-- What the exercise asks --
Among the lines of the material below, how many carry the word "toxenv"? Only the number is wanted.

#### Material for this exercise

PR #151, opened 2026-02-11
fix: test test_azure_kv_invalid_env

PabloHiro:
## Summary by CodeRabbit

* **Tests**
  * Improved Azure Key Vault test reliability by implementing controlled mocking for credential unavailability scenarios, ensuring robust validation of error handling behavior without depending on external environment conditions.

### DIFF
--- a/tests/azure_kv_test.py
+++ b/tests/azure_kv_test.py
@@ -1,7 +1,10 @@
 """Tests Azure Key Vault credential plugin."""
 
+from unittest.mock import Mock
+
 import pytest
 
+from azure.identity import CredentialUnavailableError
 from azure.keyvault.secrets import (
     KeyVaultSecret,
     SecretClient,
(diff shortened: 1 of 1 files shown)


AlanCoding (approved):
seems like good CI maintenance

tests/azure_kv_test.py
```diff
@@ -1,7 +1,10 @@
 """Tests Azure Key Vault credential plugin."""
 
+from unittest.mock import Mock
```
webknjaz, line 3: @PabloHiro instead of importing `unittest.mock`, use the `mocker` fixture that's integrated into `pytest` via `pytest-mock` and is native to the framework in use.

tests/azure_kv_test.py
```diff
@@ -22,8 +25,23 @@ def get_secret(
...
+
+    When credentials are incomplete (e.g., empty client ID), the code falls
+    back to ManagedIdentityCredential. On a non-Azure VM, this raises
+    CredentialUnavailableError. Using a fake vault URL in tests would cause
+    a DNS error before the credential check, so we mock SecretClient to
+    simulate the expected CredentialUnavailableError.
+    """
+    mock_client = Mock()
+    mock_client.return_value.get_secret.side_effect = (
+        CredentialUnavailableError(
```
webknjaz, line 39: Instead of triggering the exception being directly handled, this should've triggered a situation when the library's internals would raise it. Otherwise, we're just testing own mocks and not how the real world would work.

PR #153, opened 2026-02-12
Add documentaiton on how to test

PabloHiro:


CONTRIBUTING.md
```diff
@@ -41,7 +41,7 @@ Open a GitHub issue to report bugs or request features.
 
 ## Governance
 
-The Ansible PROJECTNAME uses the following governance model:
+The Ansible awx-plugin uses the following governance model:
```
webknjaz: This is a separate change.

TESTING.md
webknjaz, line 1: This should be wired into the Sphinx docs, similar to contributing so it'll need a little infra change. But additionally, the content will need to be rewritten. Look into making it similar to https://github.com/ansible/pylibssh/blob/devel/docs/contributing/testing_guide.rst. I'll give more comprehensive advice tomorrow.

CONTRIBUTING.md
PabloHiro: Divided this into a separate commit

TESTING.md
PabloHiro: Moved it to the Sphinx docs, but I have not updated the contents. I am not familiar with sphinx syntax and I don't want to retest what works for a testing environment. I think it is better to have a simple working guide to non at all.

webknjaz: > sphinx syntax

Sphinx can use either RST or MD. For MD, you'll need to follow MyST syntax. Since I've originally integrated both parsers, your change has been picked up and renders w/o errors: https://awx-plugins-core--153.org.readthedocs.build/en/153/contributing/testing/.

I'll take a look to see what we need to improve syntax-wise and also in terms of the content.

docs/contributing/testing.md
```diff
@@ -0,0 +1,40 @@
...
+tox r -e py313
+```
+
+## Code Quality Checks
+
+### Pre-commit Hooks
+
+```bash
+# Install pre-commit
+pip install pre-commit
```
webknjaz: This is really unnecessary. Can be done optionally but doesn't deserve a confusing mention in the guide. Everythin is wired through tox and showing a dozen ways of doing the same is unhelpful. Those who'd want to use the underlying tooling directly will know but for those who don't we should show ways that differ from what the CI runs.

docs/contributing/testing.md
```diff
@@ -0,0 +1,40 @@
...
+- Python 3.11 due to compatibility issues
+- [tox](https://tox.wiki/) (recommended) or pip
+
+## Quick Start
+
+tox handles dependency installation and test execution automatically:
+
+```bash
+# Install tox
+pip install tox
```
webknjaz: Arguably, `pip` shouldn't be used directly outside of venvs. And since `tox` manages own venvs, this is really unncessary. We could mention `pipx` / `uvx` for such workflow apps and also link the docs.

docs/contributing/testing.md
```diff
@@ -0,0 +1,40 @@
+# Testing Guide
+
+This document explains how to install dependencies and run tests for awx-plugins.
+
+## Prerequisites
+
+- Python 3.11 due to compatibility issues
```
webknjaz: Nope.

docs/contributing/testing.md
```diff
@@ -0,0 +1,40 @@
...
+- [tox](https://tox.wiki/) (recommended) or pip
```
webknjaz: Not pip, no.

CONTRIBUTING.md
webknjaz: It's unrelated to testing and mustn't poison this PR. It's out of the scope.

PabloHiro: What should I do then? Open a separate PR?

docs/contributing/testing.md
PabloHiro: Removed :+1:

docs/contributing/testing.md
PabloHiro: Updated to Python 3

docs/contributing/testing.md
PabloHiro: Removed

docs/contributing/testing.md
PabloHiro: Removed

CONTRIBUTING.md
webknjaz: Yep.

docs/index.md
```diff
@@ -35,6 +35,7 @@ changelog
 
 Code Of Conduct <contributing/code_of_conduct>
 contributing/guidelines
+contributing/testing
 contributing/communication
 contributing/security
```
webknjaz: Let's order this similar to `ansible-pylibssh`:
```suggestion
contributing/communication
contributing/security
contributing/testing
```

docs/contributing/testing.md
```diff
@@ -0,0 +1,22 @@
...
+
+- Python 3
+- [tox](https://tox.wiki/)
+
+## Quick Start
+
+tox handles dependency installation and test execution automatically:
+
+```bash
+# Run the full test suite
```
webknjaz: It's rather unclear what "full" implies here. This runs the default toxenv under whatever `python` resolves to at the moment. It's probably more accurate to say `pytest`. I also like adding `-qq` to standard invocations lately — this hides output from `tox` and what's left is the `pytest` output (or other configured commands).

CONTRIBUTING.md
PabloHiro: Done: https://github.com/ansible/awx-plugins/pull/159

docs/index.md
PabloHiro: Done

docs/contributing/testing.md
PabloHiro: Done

########
#### Material for this exercise

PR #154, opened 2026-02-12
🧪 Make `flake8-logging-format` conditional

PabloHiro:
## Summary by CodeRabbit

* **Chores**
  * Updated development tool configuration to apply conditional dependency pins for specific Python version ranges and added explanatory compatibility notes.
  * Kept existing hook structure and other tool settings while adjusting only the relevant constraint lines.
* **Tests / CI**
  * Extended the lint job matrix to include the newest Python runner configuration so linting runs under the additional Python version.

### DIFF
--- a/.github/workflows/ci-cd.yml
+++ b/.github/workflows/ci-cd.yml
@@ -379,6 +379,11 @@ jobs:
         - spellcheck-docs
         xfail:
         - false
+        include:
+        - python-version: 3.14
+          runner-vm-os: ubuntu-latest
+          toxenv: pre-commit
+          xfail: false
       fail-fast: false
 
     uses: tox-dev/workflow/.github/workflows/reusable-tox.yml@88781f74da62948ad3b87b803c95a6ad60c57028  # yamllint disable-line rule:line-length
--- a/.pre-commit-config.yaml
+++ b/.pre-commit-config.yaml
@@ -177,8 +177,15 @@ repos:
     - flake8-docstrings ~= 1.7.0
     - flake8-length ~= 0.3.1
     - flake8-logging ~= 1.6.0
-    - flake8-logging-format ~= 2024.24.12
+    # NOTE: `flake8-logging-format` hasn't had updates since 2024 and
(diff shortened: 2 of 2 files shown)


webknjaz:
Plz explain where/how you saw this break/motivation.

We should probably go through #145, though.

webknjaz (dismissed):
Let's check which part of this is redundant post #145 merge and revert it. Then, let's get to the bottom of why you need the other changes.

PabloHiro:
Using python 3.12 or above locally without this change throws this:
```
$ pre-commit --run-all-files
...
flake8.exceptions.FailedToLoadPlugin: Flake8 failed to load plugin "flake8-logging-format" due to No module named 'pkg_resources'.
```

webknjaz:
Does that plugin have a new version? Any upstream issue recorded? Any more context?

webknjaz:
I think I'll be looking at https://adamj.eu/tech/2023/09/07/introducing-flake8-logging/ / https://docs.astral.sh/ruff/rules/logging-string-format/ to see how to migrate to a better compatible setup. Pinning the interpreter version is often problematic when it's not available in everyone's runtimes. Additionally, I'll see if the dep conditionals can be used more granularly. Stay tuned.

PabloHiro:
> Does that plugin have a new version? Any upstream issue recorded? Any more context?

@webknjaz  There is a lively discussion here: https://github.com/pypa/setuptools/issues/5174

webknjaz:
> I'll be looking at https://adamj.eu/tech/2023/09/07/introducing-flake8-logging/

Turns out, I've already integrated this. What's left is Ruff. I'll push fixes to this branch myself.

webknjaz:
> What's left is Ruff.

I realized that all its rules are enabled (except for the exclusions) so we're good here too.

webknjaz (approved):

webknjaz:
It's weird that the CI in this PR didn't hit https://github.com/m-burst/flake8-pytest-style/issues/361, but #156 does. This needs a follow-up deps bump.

########
#### Material for this exercise

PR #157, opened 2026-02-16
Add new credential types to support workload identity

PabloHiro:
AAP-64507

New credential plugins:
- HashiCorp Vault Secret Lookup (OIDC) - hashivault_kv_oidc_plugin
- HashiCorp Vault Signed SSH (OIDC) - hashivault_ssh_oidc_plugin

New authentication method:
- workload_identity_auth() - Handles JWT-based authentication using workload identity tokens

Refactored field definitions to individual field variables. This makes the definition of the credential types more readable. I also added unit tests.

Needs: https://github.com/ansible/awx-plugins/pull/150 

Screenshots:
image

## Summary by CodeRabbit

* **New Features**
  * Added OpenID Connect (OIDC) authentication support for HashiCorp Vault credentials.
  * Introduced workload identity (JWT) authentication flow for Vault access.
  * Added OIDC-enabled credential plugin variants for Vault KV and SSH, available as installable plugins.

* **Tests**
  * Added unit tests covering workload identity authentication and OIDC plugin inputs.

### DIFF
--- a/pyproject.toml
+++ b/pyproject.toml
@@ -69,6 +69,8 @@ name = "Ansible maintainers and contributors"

########

-- Your response --
2